Sospirai ma sorrisi, tornando a concentrarmi sul cibo che aveva preparato. Lo sentii guardarmi ma decisi di non alzare il volto. "Penso che dovremmo festeggiare," spostò il suo piatto, che non aveva neanche toccato, e mi lasciò un bacio sulla guancia.

Oliver scese a baciarmi il collo, appoggiando la mano sulla mia coscia. "Non ho ancora finito," ridacchiai. Continuò a baciarmi il collo, prima di spostarsi lungo la mia mascella ed io chiusi gli occhi, cercando di non pensare a lui. "Fammi mangiare qualcosa, poi andiamo su," lo baciai velocemente e gli feci l'occhiolino maliziosamente. Lui annuì con un enorme sorriso sul volto.

Mentre si dirigeva al piano superiore, tirai un sospiro di sollievo. Cercavo sempre di evitare di fare sesso con lui dopo ciò che era accaduto, perché mi sentivo in colpa. Non gli avevo ancora confessato nulla ed ogni volta che ci provavo finivo semplicemente col dirgli 'ti amo'.

Dopo aver terminato di mangiare, mi presi il mio tempo per lavare i piatti. Guardai le scale che portavano al piano superiore e mi presi un altro minuto prima di dirigermi verso la camera da letto. Speravo che si fosse addormentato. Entrai in camera e lo trovai seduto sul letto, con lo sguardo puntato sul suo cellulare. Appoggiò il telefono sul comodino e si incamminò verso di me.

Mi sfilò la maglietta e mi fece voltare per abbassarmi la zip della gonna. Eravamo entrambi in intimo, mentre continuavamo a baciarci con passione. Mi sollevò, portandomi verso il letto. Il sesso era stato lento e monotono come sempre, ma non era durato quanto l'ultima volta come avevo sperato. Noi, o meglio lui, era durato tre minuti.

Si spostò al mio fianco, voltandosi verso di me. "Ti amo," gli dissi, mentre cercavo di fargli le coccole.

"Ti amo anche io, ma non ho voglia di coccole, stasera," fece spallucce, scrollandosi le mie mani di dosso.

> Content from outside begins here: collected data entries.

PR #526, opened 2020-01-10
Monthly expenses

Dutchy-:
When used as a monthly expenses tracker (without the requirement for settling) this tool lacks an overview. This is a WIP initial attempt to add a monthly overview of all expenses.

This is my first version:
image

I do not believe it is ready to merge yet, but I wanted to get some feedback on the location of the new table, the design, should it also contain running/yearly totals, etc. 

Last but not least, is this a feature you even want? :) 
I'm looking forward to your feedback.

Edit: I know I still need to use the translation functions for the strings

### DIFF
--- a/ihatemoney/models.py
+++ b/ihatemoney/models.py
@@ -95,6 +95,18 @@ class Project(db.Model):
         ]
 
     @property
+    def monthly_stats(self):
+        """Compute expenses by month
+
+        :return: a dict of years mapping to a dict of months mapping to the amount
+        :rtype dict:
+        """
+        monthly = defaultdict(lambda: defaultdict(float))
+        for bill in self.get_bills().all():
+            monthly[bill.date.year][bill.date.month] += bill.amount
+        return monthly
+
+    @property
     def uses_weights(self):
         return len([i for i in self.members if i.weight != 1]) > 0
 
--- a/ihatemoney/static/css/main.css
+++ b/ihatemoney/static/css/main.css
@@ -311,8 +311,9 @@ footer .footer-left {
   background: url("../images/see.png") no-repeat right;
 }
 
-#bill_table {
+#bill_table, #monthly_stats {
   margin-top: 30px;
+  margin-bottom: 30px;
 }
 
 .project-actions > .delete,
@@ -486,4 +487,10 @@ footer .icon svg {
 }
 .icon.icon-white {
   fill: white;
+}
+
+/* align the first column */
+#monthly_stats tr *:first-child {
+  text-align: right;
+  width: 200px;
 }
--- a/ihatemoney/web.py
+++ b/ihatemoney/web.py
@@ -55,6 +55,8 @@ from ihatemoney.utils import (
     get_members,
     same_bill,
 )
+from datetime import datetime
+from dateutil.relativedelta import relativedelta
 
 main = Blueprint("main", __name__)
 
@@ -737,9 +739,12 @@ def settle_bill():
 @main.route("/<project_id>/statistics")
 def statistics():
     """Compute what each member has paid and spent and display it"""
+    today = datetime.now()
     return render_template(
         "statistics.html",
         members_stats=g.project.members_stats,
+        monthly_stats=g.project.monthly_stats,
+        months=[today - relativedelta(months=i) for i in range(12)],
         current_view="statistics",
     )
 
--- a/ihatemoney/templates/statistics.html
+++ b/ihatemoney/templates/statistics.html
@@ -17,6 +17,7 @@
 
 
 {% block content %}
+    <h2>{{ _("Balance") }}</h2>
     <table id="bill_table" class="split_bills table table-striped">
         <thead><tr><th>{{ _("Who?") }}</th><th>{{ _("Paid") }}</th><th>{{ _("Spent") }}</th><th>{{ _("Balance") }}</th></tr></thead>
     <tbody>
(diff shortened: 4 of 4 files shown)


Glandos:
To me, monthly expenses are not a goal.

However, more statistics is a nice feature :) Your example is very basic, but remember that some people would like to gather them differently, e.g. quarter (3 months), yearly, or even daily if you are using it on holidays.
So for example, the second column is useless. The period should go in the first (e.g. 2019-01 in your first work), and a control to change the gathering period. As a start, a simple select should be fine to me.

Dutchy-:
I've updated it to look like this
image
I've changed the display so it can be used for different period aggregations later.

I do not have time at this moment to implement a select box for different period aggregations, would you consider merging it as is, so different periods can be added later?

Glandos:
It's simple, nice, clear, and extendable. To me, it's OK to merge this.
@Natim Can you confirm? It's a small review :)

By the way, just a small question: is it OK to have a fixed width in pixels for the 1st column? I know the whole page isn't completely responsive, but it is not a good reason :)

ihatemoney/models.py
```diff
@@ -94,6 +94,17 @@ def members_stats(self):
...
         ]
 
+    @property
+    def monthly_stats(self):
+        """Compute expenses by month
+        """
+        monthly = defaultdict(lambda: defaultdict(int))
+
+        for member in self.active_members:
+            for bill in self.get_member_bills(member.id).all():
```
Natim: Is it possible to rewrite this so that we do a unique SQL request rather than one per members?

almet:
Hi, thanks for the work on this. If we are to have a « statistics » view like this one, I would rather have a graph rather than have a table like is proposed here, what do you think?

Glandos:
Both table and chart are valid to me, with different use cases. Sometimes, you want a quick look at raw numbers, or just copy/paste them. Sometimes, you need to compare months with each other, and charts are better.

However, charting usually requires external JS libraries, and it usually increases the page loading.

ihatemoney/models.py
Dutchy-: Probably; I will change it.

Dutchy-:
> By the way, just a small question: is it OK to have a fixed width in pixels for the 1st column? I know the whole page isn't completely responsive, but it is not a good reason :)

I think it's ok but I haven't checked on a mobile device or anything. Since I have to change something anyway I will doublecheck.

> Hi, thanks for the work on this. If we are to have a « statistics » view like this one, I would rather have a graph rather than have a table like is proposed here, what do you think?

In my use case I'd rather have a table. An additional chart does not hurt but I'd say that can stay for future work :)

ihatemoney/models.py
Dutchy-: I've changed this - as it turned out, a query for bills by active members was simply wrong for the historical statistics. I now just use `get_bills()`.

Dutchy-:
I've updated the query.
Here's a screenshot of a mobile view:

image

Let me know if you have any further feedback. It's all done for me.

ihatemoney/models.py
```diff
@@ -94,6 +94,18 @@ def members_stats(self):
...
         ]
 
+    @property
+    def monthly_stats(self):
+        """Compute expenses by month
+
+        :return: a dict of years mapping to a dict of months mapping to the amount
+        :rtype dict:
+        """
+        monthly = defaultdict(lambda: defaultdict(int))
```
almet: amount seems to be [a float](https://github.com/spiral-project/ihatemoney/blob/1a657ae67a77b11e1126a07cb470b563b29788b1/ihatemoney/models.py#L367) rather than an int.

ihatemoney/static/css/main.css
```diff
@@ -311,8 +311,9 @@ footer .footer-left {
   background: url("../images/see.png") no-repeat right;
 }
 
-#bill_table {
+#bill_table, #month_table {
```
almet: I believe we can improve a bit the naming of this table. what about "monthly_expenses_table" ?

almet: or `monthly_stats` as you named it like this elsewhere (I find the naming even better than my proposal)

ihatemoney/web.py
```diff
@@ -737,9 +739,12 @@ def settle_bill():
 @main.route("/<project_id>/statistics")
 def statistics():
     """Compute what each member has paid and spent and display it"""
+    today = datetime.now()
     return render_template(
         "statistics.html",
         members_stats=g.project.members_stats,
+        monthly_stats=g.project.monthly_stats,
+        months=[today - relativedelta(months=i) for i in range(12)],
```
almet: that's smart ;-)

ihatemoney/models.py
Glandos: It doesn't really matter, since it is only used for setting the initial value, which is 0.
And, to be exact, it should be a `Decimal`, but that will be for the future :)

Dutchy-: You are totally correct, it's better not to confuse types. Changed it to a float :)

ihatemoney/static/css/main.css
Dutchy-: Changed.

Dutchy-:
> Sorry for the delay on all this, it should be easier for contributors to push code around here. Thanks again for you contribution.

I don't feel like I've had to wait much :) There were longer pauses between my own changes. You guys are doing great!

almet:
This looks good to me! Thanks :-)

"Oh," è l'unica cosa che dissi, prima di dargli le spalle. Odiavo tutto questo. Odiavo quando non mi stringeva dopo essere stato dentro di me un secondo. Ma non avevo motivo di sentirmi ferita. L'avevo tradito. Non avevo il diritto di arrabbiarmi perché non mi stringeva a lui. Non mi faceva sentire meglio neanche il fatto che desiderassi un uomo che non era mio marito. Il senso di colpa mi avrebbe mangiata viva.